Problem: Tally the lines of the entries in which the string "need" occurs, and say only how many.

Stored entries
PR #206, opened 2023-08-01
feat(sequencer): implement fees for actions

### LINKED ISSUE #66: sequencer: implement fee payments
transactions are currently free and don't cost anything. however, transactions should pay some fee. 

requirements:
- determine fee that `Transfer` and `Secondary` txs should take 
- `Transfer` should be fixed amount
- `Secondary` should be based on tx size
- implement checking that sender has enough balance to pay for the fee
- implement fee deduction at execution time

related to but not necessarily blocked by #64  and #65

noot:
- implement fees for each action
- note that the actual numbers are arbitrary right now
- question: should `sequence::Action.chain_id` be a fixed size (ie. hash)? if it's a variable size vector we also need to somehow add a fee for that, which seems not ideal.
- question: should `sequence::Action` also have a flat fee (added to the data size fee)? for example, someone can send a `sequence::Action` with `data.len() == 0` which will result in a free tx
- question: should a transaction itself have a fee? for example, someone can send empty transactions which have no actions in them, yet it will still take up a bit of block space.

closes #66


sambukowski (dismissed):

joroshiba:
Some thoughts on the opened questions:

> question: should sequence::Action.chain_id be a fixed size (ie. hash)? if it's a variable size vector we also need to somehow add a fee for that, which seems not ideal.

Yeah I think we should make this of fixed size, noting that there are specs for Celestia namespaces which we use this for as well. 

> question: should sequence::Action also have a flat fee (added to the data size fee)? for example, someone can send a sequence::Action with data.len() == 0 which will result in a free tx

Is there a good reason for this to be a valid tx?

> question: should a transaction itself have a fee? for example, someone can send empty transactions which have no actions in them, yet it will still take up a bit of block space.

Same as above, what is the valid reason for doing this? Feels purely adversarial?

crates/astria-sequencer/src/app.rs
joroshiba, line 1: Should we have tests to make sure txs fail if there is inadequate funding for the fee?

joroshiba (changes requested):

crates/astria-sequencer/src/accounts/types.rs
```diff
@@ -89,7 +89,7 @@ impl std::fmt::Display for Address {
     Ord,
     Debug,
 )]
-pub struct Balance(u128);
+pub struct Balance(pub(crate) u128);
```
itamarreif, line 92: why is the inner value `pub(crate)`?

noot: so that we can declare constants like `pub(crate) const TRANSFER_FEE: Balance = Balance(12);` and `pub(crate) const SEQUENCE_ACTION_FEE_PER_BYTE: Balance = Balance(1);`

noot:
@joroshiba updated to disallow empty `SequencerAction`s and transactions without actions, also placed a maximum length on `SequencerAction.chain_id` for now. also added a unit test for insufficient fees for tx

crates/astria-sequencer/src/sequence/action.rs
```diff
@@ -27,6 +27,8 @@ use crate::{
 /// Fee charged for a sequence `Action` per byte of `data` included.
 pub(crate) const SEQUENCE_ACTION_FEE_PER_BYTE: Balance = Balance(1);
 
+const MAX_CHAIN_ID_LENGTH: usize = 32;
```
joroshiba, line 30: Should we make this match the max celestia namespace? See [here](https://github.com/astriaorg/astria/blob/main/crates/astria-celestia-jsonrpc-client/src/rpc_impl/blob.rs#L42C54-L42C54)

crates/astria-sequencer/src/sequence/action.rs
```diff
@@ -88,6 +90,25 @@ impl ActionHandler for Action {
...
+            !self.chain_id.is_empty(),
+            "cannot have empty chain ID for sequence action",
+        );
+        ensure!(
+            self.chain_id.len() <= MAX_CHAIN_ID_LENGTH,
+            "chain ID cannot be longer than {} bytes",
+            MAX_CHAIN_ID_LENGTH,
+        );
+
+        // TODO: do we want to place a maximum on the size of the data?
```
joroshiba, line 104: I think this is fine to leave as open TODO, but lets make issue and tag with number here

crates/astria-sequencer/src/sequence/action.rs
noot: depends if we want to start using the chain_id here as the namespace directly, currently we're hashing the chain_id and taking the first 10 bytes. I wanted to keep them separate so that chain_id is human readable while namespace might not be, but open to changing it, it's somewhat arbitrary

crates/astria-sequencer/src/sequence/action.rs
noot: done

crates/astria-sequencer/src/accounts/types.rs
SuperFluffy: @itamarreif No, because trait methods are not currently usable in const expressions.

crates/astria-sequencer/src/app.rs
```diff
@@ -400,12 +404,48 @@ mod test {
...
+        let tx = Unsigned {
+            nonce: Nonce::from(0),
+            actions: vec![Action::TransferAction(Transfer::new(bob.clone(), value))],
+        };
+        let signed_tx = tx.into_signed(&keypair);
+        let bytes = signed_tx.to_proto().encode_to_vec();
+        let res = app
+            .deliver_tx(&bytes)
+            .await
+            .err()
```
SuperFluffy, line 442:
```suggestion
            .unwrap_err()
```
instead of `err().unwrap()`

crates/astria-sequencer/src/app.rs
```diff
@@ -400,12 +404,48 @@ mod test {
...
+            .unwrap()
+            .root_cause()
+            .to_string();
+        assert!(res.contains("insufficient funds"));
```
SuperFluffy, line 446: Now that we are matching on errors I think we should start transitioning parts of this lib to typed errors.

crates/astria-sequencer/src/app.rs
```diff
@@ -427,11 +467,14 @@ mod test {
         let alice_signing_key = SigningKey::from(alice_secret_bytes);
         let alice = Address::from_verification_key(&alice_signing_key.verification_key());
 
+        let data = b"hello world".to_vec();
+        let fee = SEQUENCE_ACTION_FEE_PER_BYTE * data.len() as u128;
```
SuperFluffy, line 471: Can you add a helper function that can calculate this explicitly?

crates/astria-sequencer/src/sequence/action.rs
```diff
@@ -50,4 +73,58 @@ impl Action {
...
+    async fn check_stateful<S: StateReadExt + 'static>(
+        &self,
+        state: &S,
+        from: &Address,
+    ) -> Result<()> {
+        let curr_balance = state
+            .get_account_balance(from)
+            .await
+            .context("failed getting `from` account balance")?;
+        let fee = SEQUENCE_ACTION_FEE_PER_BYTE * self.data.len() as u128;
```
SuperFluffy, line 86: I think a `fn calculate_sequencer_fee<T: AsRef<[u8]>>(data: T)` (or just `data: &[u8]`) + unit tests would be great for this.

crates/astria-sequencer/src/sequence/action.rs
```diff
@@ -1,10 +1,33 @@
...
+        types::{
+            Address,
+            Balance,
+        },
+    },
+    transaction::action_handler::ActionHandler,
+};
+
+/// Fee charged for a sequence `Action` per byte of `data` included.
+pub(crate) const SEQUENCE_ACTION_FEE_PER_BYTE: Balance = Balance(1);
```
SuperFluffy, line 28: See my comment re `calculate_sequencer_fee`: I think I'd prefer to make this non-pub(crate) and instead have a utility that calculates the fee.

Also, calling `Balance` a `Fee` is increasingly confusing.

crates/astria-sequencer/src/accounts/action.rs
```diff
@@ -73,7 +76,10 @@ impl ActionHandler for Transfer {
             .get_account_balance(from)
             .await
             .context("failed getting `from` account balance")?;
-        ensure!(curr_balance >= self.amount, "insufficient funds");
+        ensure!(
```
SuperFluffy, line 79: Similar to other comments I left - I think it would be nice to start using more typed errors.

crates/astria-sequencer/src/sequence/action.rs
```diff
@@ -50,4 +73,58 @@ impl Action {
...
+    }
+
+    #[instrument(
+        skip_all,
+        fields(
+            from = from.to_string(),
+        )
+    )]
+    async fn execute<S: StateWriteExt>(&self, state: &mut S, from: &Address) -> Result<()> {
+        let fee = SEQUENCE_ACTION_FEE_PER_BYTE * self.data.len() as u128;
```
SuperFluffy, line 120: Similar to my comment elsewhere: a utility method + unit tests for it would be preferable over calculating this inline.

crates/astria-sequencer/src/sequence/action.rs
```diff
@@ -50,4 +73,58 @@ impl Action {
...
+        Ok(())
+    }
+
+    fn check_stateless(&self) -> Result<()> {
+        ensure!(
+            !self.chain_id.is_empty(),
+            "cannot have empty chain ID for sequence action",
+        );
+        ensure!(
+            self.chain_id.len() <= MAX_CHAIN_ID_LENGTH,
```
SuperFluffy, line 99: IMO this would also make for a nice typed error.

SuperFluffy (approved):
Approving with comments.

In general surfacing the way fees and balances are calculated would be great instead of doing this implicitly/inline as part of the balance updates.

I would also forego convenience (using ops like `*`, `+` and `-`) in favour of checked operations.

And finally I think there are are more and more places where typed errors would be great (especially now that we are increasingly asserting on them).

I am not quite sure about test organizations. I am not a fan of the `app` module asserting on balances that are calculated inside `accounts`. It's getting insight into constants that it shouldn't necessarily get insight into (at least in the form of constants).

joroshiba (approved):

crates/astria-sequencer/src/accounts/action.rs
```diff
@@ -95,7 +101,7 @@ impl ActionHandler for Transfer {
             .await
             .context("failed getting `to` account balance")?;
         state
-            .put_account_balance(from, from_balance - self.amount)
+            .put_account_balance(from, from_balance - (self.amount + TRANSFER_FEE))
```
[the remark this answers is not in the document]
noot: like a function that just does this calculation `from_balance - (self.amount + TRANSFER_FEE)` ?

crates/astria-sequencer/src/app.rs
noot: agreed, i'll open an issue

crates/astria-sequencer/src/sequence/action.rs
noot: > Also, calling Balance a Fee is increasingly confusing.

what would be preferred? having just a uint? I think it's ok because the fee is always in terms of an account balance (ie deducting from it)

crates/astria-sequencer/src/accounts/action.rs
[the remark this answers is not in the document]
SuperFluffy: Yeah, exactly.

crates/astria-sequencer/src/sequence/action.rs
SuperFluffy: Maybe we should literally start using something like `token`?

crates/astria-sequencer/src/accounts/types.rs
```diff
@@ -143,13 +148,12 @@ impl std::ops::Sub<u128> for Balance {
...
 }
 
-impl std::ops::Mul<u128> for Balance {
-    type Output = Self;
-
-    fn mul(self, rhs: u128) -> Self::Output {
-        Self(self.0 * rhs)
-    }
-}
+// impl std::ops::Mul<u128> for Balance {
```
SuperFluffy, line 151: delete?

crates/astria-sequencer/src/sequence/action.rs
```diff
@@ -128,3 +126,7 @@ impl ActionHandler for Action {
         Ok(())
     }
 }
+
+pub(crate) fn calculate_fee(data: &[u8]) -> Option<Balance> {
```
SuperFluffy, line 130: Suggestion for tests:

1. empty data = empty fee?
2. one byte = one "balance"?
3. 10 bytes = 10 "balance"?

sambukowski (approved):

Answer: 2